To put it another way, Pfizer’s stock increased 13% to $49.47, while Merck’s fell 6%.
Pfizer expects to submit interim trial findings for its pill, which is used in conjunction with an older ritonavir antiviral, to the FDA as part of the emergency use application it filed in October.
Only 0.8 percent of people treated with Pfizer’s medicine were hospitalised within three days of their first symptoms, and no one died as a result of their treatment within the first 28 days. In comparison, 7% of placebo patients were admitted to the hospital. Seven people died among the placebo group.
Within five days of the onset of their symptoms, 1% of patients in the treatment group and 6.7 percent of patients in the placebo group were hospitalised, with ten deaths.
Antivirals must be administered as soon as possible after an infection has begun in order to be effective. Merck tested its medication within five days of the onset of symptoms.

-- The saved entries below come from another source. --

PR #786, opened 2026-06-22
[ADD] l10n_fr_account_edi_ubl_cii : new module

remi-filament:
The current Odoo implementation with one single module l10n_fr_pdp merged end of May covers 2 things :
 * The updates of UBL / Factur-x schemas to get compliant XML files for France
 * All the logic for implementing interface with Odoo Accredited Platform (or PA for Plateforme Agréée in French)

This PR extracts the first bullet point above in a separate module so that we can have valid XML files in France even without connecting to Odoo PA.

Most of our customers in France will either :

-  Use Odoo PA
-  Use their own PA
-  Use their accounting firm PA

Except for case 1, it is not necessary to install l10n_fr_pdp (nor its dependencies account_peppol_* and auth_totp_*)

This module allows to have valid XML files for France without the burden of connecting to Odoo IAP server and extra dependencies from l10n_fr_pdp.

The split was proposed upstream but may not happen any time soon, see https://github.com/odoo/odoo/pull/268822


petrus-v (approved):
Code looks good to me

petrus-v (approved):

Hugo-Trentesaux (approved):

PR #787, opened 2026-07-02
[19.0][FIX] l10n_fr_pos_caisse_ap_ip: robustness of the payment terminal exchange + translations #1

pasgou:
Fixes several defects found during a code review of the module, plus translation updates.

### Python fixes (models/pos_payment_method.py)

- fr_caisse_ap_ip_send_payment() did not check the return value of _fr_caisse_ap_ip_prepare_message(), which can be False (unsupported currency) or an error dict (null or over-maximum amount). Both cases crashed with a 500 RPC error — the POS displayed the misleading "No answer from the payment terminal in the given time" instead of the prepared error message.
- The answer of the terminal was read with a single recv(1024): answers larger than the buffer or split across TCP packets were silently truncated. The answer is now read in a loop until the message is complete. As the Caisse-AP protocol has no length header nor end-of-message marker, when the buffer parses as a whole number of fields the socket is drained with a short timeout so that a split falling exactly on a field boundary is not mistaken for the end of the answer. A global deadline and a maximum answer size protect against a broken terminal streaming forever.
- sendall() instead of send() to avoid partial writes.
- A malformed or truncated answer made int() raise an unhandled ValueError surfacing as a 500 RPC error. The parser now raises a clear error and the caller converts it into a translated payment-issue message shown to the cashier.
- The CB tag (amount) was sent unpadded: the zfill(2) result was never written back to msg_dict, so amounts under 10 cents were sent with a single digit while the protocol requires a minimum of 2 chars.
- The "required tag missing" error message interpolated the (absent) tag value instead of the tag name, always displaying "tag None".
- The comparison of the CB tag between request and answer now strips leading zeros on both sides.
- Replaced assert with explicit exceptions in _fr_caisse_ap_ip_prepare_msg() so the checks survive python -O.

### Translation updates (i18n/)

- Added the two new user-facing error messages to the POT file, translated in French and Spanish.
- fr: the "Check" payment mode was mistranslated "Vérifier" instead of "Chèque" (the Spanish file correctly says "Cheque").
- fr + es: translated the connection-failure message (the most common runtime error — terminal off/unreachable) which had an empty msgstr.
- fr: translated the tag-mismatch message variant that had an empty msgstr; es: fixed a half-English entry.

### Testing
The pure protocol logic (serialization, TLV parsing, completeness detection, echo check) was exercised with standalone tests, and the new socket read loop was tested against a fake terminal covering: one-shot answer with connection kept open, answer split exactly on a field boundary, answer split mid-field, terminal closing after send, endless garbage stream, silent terminal.

🤖 Generated with [Claude Code](https://claude.com/claude-code)

### DIFF
--- a/l10n_fr_pos_caisse_ap_ip/i18n/es.po
+++ b/l10n_fr_pos_caisse_ap_ip/i18n/es.po
@@ -53,8 +53,8 @@ msgid ""
 "Caisse AP IP protocol: tag %s is required but it is not present in the "
 "answer from the terminal. This should never happen!"
 msgstr ""
-"Caisse AP IP protocol: tag %s is required but it is not present in the "
-"answer from the terminal. ¡Esto no debería ocurrir nunca!"
+"Protocolo Caisse AP IP: la etiqueta %s es obligatoria pero no está presente "
+"en la respuesta del terminal. ¡Esto no debería ocurrir nunca!"
 
 #. module: l10n_fr_pos_caisse_ap_ip
 #. odoo-python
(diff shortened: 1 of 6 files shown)


pasgou:
Tout est corrigé, laissé à votre appréciation
@alexis-via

“We saw that we did have high efficacy, even if it was five days after a patient was treated… people might wait a couple of days before getting a test or something, and this means that we have time to treat people and really provide a benefit from a public health standpoint,” Pfizer programme head Annaliesa Anderson told Reuters.
When asked about the drug’s side effects, the company stated that approximately 20% of patients who received the treatment or a placebo experienced an adverse event.
According to our findings, our oral antiviral candidate has the potential to save patients’ lives, reduce the severity of COVID-19 infections, and eliminate nine out of ten hospitalizations, implying that regulatory authorities should approve it.
According to Pfizer, over 180,000 packets will be produced by the end of 2024, and at least 50 million packs will be produced by the end of 2024.
“We are constantly expanding capacity and ramping up even more, and we look forward to updating these figures in the coming weeks,” the company added.
Despite the fact that infectious disease experts believe that mass immunisation against COVID-19 is the most effective strategy for combating the pandemic, only 58 percent of Americans have received the entire recommended vaccine series, and vaccinations are unavailable in many parts of the world.
Pfizer has developed a protease inhibitor, an enzyme-inhibiting medicine, to prevent the coronavirus from multiplying.
Merck’s molnupiravir works in a different way, inserting errors into the virus’s genetic code. Merck previously sold millions of courses of the medication, which was approved by UK regulators this week, to the US, the UK, and other countries around the world.
The United Kingdom announced earlier this month that it had purchased 250,000 courses of Pfizer’s antiviral medication.
It is also being investigated whether Pfizer’s pill could be taken by people who do not have risk factors for COVID-19, as well as those who have already been exposed to the virus.